## GOAL OF THE EXERCISE
Which lines in the records below contain the word "proceed"? Copy each one out.

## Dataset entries

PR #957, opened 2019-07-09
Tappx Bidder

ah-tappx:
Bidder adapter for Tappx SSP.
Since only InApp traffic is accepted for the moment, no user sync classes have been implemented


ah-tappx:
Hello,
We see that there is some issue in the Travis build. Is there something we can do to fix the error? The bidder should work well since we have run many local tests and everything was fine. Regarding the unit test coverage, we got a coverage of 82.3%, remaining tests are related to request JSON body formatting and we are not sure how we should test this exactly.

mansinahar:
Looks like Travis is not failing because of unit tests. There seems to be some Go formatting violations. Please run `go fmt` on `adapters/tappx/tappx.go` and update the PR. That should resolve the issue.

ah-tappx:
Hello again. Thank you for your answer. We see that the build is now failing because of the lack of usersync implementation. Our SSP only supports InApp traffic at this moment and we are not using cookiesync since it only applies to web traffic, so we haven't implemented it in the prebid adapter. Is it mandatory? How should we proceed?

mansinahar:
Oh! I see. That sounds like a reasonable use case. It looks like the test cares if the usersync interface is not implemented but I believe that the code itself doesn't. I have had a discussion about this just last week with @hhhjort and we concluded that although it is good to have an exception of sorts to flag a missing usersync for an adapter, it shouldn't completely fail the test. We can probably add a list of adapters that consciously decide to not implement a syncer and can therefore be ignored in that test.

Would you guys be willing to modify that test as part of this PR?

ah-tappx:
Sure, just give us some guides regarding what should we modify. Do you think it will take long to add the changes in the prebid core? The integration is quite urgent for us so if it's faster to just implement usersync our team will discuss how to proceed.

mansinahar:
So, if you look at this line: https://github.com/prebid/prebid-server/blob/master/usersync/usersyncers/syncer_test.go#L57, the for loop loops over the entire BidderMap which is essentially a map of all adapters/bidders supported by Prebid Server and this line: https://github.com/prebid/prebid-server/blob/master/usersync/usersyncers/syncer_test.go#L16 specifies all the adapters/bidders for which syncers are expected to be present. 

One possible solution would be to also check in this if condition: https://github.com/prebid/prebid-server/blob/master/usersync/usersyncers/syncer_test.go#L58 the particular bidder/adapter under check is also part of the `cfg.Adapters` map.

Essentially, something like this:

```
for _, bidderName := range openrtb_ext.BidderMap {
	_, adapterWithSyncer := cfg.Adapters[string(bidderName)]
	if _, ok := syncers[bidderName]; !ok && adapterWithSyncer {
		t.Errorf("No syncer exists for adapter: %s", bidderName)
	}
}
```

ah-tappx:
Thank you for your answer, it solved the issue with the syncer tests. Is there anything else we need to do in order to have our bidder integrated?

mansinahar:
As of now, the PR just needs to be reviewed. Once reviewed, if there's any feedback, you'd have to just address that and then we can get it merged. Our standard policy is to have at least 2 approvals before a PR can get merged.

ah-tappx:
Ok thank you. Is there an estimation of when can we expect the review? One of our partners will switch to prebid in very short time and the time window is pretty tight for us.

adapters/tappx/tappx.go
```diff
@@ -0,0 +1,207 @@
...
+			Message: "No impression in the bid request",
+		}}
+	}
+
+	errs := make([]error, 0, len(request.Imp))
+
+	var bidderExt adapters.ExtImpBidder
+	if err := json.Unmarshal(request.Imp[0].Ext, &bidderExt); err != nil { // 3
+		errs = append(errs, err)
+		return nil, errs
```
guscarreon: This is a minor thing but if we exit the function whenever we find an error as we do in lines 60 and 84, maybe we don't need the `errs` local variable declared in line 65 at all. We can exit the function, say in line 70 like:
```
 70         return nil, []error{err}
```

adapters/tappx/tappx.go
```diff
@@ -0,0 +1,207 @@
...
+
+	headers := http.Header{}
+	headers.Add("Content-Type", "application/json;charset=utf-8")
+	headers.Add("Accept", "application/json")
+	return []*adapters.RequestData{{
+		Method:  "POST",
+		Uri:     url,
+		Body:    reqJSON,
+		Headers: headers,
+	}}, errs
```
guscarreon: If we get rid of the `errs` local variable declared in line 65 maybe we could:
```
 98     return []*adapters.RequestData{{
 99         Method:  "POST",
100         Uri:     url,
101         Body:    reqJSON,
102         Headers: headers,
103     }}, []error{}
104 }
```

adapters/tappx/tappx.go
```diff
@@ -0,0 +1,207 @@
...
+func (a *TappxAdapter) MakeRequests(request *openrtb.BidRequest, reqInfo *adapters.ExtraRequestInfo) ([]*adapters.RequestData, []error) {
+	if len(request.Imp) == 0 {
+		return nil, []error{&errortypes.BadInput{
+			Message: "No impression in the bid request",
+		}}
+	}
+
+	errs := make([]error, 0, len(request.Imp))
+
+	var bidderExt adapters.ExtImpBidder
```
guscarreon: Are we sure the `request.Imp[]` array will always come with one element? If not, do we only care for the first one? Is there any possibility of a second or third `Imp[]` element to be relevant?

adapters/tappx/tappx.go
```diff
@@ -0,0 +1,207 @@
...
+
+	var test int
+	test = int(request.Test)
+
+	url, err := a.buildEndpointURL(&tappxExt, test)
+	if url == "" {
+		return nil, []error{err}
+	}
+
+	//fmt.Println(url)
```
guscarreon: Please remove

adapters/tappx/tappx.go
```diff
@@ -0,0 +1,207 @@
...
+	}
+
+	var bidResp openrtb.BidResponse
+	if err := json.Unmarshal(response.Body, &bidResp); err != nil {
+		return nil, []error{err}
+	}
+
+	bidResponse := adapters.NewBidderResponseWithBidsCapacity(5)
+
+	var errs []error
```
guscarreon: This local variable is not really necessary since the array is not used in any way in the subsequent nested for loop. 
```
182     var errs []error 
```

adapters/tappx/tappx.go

---

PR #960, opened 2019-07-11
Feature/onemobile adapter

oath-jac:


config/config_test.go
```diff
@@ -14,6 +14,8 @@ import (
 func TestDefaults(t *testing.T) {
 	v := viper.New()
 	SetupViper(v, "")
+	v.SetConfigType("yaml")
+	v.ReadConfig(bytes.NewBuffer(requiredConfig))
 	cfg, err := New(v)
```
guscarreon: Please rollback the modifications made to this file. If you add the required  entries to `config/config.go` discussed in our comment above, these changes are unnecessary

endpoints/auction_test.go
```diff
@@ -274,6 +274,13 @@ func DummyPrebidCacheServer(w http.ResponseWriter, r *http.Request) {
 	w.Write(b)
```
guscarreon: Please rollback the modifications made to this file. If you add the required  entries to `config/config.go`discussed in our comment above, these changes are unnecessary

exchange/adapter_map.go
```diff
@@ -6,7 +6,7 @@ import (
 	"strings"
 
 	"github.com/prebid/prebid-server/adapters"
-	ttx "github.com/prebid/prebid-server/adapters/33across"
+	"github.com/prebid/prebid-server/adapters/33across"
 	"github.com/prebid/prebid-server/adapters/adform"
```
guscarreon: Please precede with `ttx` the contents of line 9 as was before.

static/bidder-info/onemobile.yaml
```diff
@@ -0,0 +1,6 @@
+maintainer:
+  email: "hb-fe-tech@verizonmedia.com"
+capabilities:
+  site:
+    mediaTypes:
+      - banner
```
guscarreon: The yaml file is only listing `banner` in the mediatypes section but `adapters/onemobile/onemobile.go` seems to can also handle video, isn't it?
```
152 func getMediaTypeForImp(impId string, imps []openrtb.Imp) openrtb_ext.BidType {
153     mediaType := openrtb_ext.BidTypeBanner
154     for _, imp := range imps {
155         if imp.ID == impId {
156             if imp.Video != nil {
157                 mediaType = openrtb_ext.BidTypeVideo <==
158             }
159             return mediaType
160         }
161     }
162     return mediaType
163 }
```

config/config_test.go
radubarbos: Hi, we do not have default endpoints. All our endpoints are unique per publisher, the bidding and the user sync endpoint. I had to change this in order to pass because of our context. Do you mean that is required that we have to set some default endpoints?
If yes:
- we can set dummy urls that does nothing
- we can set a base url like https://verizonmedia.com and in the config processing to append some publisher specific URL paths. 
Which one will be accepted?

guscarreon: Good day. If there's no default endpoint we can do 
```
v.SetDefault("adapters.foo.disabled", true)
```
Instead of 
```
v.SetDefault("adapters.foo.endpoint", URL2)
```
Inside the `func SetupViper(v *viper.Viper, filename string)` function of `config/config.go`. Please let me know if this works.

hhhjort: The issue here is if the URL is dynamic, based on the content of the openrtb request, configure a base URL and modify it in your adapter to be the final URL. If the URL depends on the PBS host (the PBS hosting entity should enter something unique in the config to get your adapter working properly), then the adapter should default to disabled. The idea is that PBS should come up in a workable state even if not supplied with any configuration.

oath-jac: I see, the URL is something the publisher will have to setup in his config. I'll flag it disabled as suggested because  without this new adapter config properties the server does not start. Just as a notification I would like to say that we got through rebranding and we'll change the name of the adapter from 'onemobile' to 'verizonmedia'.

## EXERCISE ANSWER
Hello again. Thank you for your answer. We see that the build is now failing because of the lack of usersync implementation. Our SSP only supports InApp traffic at this moment and we are not using cookiesync since it only applies to web traffic, so we haven't implemented it in the prebid adapter. Is it mandatory? How should we proceed?
Sure, just give us some guides regarding what should we modify. Do you think it will take long to add the changes in the prebid core? The integration is quite urgent for us so if it's faster to just implement usersync our team will discuss how to proceed.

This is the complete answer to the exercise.